Concursive
- Industry: Software
- Founded: 2000
- Headquarters: Norfolk, Virginia
- Products: customer relationship management application ConcourseConnect
- Website: www.concursive.com

= Concursive =

American software company

Concursive, until October 2007 named Centric CRM, is a software company located in Norfolk, Virginia, that offers the ConcourseSuite product, a customer relationship management application, and ConcourseConnect, a social software application, both based on Java/J2EE. Concursive supplies products under a software as a service (SaaS) model or a license model.

The company was founded in 2000. It competes with major CRM vendors such as Salesforce.com, RightNow Technologies and Oracle’s Siebel.

==History==
In June 2007, the Open Source Initiative (OSI) president, Michael Tiemann announced plans to crack down on software vendors that claim to be open source without using an OSI-approved license. Although Concursive described their CRM product as "open source", as of July 2007 it was not certified as such by the OSI. However, Concursive quickly announced that they were releasing their Team Elements software components under Larry Rosen's Open Software License.

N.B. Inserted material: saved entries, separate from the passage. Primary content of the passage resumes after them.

PR #472, opened 2026-06-23
feat(cutover): Render write-reject mode for Cloud Run cutover freeze (4.WR1)

swahlquist:
## What

Adds an env-gated Rack middleware (`WriteFreeze::Middleware`) for the Phase 5 Render -> GCP Cloud Run cutover. When the operator sets `WRITE_FREEZE`, data-mutating requests return **HTTP 503 + `Retry-After`** so no late or stale-DNS write lands on the soon-to-be-abandoned Render DB during the cutover freeze and soak. Reads pass through untouched (users can still view and speak boards) and a minimal **auth/session allowlist** keeps sign-in working so users are not locked out for the duration of the soak.

**Default (`WRITE_FREEZE` unset): zero behavior change.** The middleware is always in the stack but inert until the operator sets the var at freeze start and unsets it on rollback.

Implements the decided write-freeze mechanism (Option 1 + 2: 60s DNS TTL + Render kept up in write-reject mode). Runbook step 1: `scripts/gcp/PHASE5-CUTOVER-RUNBOOK.md`. Plan: `~/ai-company-brain/outputs/plans/2026-06-23-cloudrun-write-reject-mode-plan.md`.

## Design

- **Rack middleware, not a `before_action`** so it uniformly covers the `lib/json_api` write paths and any non-controller endpoints before routing. Mirrors the existing `Throttling` pattern: a testable module of constants/logic + `config.middleware.use` in a reopened `Application`.
- **Denylist-by-default + auth allowlist.** `GET/HEAD/OPTIONS` always pass. `POST/PUT/PATCH/DELETE` are rejected unless the path matches the auth allowlist (login / token / refresh / SAML / google SSO). Password reset is **deliberately excluded** (writes a reset token lost on the abandoned DB; not needed to sign in with existing creds) and documented inline.
- **`WRITE_FREEZE` ENV gate, not a feature flag.** This is an operator-controlled infra maintenance mode, not a user-facing product feature, so it is env-gated (analogous to other env-gated infra behavior) rather than an `AVAILABLE_FRONTEND_FEATURES` entry. The only user-facing surface is the maintenance response, whose copy is routed through i18n. (Flagging this explicitly against the feature-flag rule for review; if you prefer routing through `lib/feature_flags.rb`, that is a small follow-up.)
- **503 body** is i18n'd (`config/locales/en.yml`, double-quoted, no em dashes) and content-negotiates JSON (`{error, retry_after}`, matching the existing `{error: ...}` envelope) vs an HTML maintenance page.

## Tests

- `spec/initializers/write_freeze_paths_spec.rb` — classification (enabled?/mutating?/allowlisted?/reject?).
- `spec/features/write_freeze_spec.rb` — end-to-end through the full Rack stack: 503 + `Retry-After`, read + auth pass-through, JSON vs HTML negotiation, per-verb rejection.
- **17 examples, 0 failures.** Throttling specs still green (no middleware-ordering regression).

## Out of scope / follow-ups

- DNS TTL change (ops step, runbook step 1).
- Offline-client 503 + `Retry-After` handling verification (dress-rehearsal checklist item).
- Dress-rehearsal coverage sweep enumerating mutating routes to confirm data-writes 503 while reads/auth work.

### DIFF
--- a/config/initializers/write_freeze.rb
+++ b/config/initializers/write_freeze.rb
@@ -1,0 +1,136 @@
+# Cutover write-freeze (Render -> GCP Cloud Run migration, Phase 5).
+#
+# When the ops env var WRITE_FREEZE is set, the Rack middleware below rejects
+# data-mutating requests with HTTP 503 + Retry-After so that no late or
+# stale-DNS write lands on the soon-to-be-abandoned Render database during the
+# cutover freeze and soak. Reads pass through untouched (users can still view
+# and speak their boards), and a minimal auth allowlist keeps sign-in working so
+# users are not locked out for the duration of the soak.
+#
+# This is an operator-controlled infrastructure maintenance mode, not a
+# user-facing product feature, so it is gated by an ENV var rather than an
+# AVAILABLE_FRONTEND_FEATURES flag (analogous to other env-gated infra behavior
+# in this app). The only user-facing surface is the maintenance response, whose
+# human-readable copy is routed through i18n (config/locales/en.yml).
+#
+# Default (WRITE_FREEZE unset): zero behavior change. The middleware is always
+# in the stack but is inert until the operator sets WRITE_FREEZE at freeze start
+# and unsets it on rollback. See scripts/gcp/PHASE5-CUTOVER-RUNBOOK.md step 1.
+module WriteFreeze
+  # Mutating HTTP verbs. GET / HEAD / OPTIONS always pass through.
+  MUTATING_METHODS = %w[POST PUT PATCH DELETE].freeze
+
+  # Seconds to advertise in the Retry-After header. The offline/sync client
+  # should treat 503 + Retry-After as "retry later" (against current DNS, which
+  # the 60s TTL points at GCP), not "drop the write".
+  RETRY_AFTER_SECONDS = 120
+
+  # Auth/session routes that MUST stay writable during the freeze, so existing
+  # users can still sign in. Each entry is an unanchored regex fragment matched
+  # against the request path (mirrors Throttling::PROTECTED_PATHS), so
+  # 'oauth2/token' also covers 'oauth2/token/login'. Keep this list MINIMAL:
+  # authentication only, never data writes.
+  #
+  # Deliberately NOT allowlisted: forgot_password / password_reset. Those write
+  # a reset token that would be lost on the abandoned Render DB and are not
+  # needed to sign in with existing credentials; a user landing on fresh DNS
+  # resets via GCP. All other data mutations (board saves, button/image
+  # uploads, LogSession creation, profile/goal/settings writes) are rejected by
+  # design - those are exactly the writes that must not diverge from Cloud SQL.
+  ALLOWLIST_PATHS = [
+    'oauth2/token',          # session#oauth_token / oauth_login / oauth_logout
+    '^/token',               # session#token (browser password grant)
+    'wait/token',            # session#token_wait
+    'api/v1/token/refresh',  # session#oauth_token_refresh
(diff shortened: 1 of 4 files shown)


swahlquist:

## Automated PR Review

### Verdict: `COMMENT`

| --- | --- | --- |

**Senior-dev:** The middleware is well-structured and the i18n, ENV-gate, and test coverage are solid. Two issues are worth a comment before merge: an over-broad allowlist regex that can be path-traversal-abused, and a missing Cache-Control/Pragma header that may cause the 503 to be cached by CDN/proxy during the soak.

**Adversary:** Middleware introduces regex-based path matching security risks and potential for missed side-effect routes. Critical for cutover safety.

### Findings (6 unique)
- **[MED]** ALLOWLIST_RE matches substrings, so a crafted path can bypass the freeze - 'oauth2/token' in ALLOWLIST_PATHS is joined with | and matched as an unanchored substring. A request to /api/v1/boards/oauth2/token_id (or any path embedding an allowlist fragment) passes allowlisted? and skips the freeze. Anchor each entry or match only against well-defined path segments (e.g. path... _(flagged by: senior-dev)_
- **[MED]** 503 responses carry no Cache-Control header; CDNs/proxies may cache them - Without 'Cache-Control: no-store' (or at minimum 'no-cache') in the rejection headers, an intervening CDN or reverse proxy (Render's own edge, Cloudflare, nginx) can cache the 503 and continue serving it to users after the freeze is lifted, requiring a manual cache purge. Add 'Cache-Control' => 'no-... _(flagged by: senior-dev)_
- **[MED]** Regex allowlist vulnerable to path traversal bypass - ALLOWLIST_PATHS uses regex fragments that could be bypassed with crafted paths containing allowlist strings as substrings (e.g., '/evil/oauth2/token' or '/token/../boards'). Need anchors or strict path matching. _(flagged by: adversary)_
- **[MED]** Missing coverage for non-api side-effect writes - SIDE_EFFECT_GET_PATHS list may be incomplete; other GET endpoints performing writes (e.g., /admin/impersonate, webhooks) could bypass freeze and corrupt abandoned DB. Relies on manual audit. _(flagged by: adversary)_
- **[LOW]** Potential race condition on ENV read - WriteFreeze.enabled? reads ENV at each request. If operator unsets WRITE_FREEZE mid-flight, some requests may incorrectly 503. Acceptable for maintenance mode but noted. _(flagged by: adversary)_
- **[LOW]** JSON/HTML content negotiation may mismatch Accept - wants_json? uses accept.include?('application/json') which matches 'application/json+something' but also matches 'text/html, application/json' incorrectly for browsers. Could serve JSON to browser navigation. _(flagged by: adversary)_

---

swahlquist:
**Claude adversary (red-team) review — verdict: ship, no Critical/High.**
Used the Claude adversary pass as review-of-record (HIPAA/COPPA-adjacent cutover code stays Claude-only per repo policy; Codex `/review-pr` skipped to avoid its branch-flipping auto-committer in a shared checkout).

Verified SAFE: genuinely inert when `WRITE_FREEZE` unset; `config.middleware.use` placement covers all `lib/json_api` controller writes; no method-override verb-down bypass (Rack::MethodOverride runs first); all 10 existing-user auth POST routes pass the allowlist (sign-in not over-blocked); JSON-vs-HTML negotiation never feeds a sync client HTML.
Non-blocking conditions for the window (not merge blockers): (1) the side-effect-GET denylist is allow-by-default and misses cache-writing GETs (buttonset/protected_image regenerate cache rows) — the real backstop is a read-only Postgres role on the abandoned Render DB during the soak; (2) confirm the runbook enumerates the accepted-loss auth/password-reset writes.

In August 2007, the company announced a partnership with Loopfuse, a company that provides software to track and rate the activity of customers online, useful in scoring sales leads and rating / segmenting prospects.

In October 2007 the company released a new version of their CRM product with improved support for third party developers including a JSR 168 plug-in architecture. The company changed its name to "Concursive" and its product name to "ConcourseSuite" on 12 December 2007.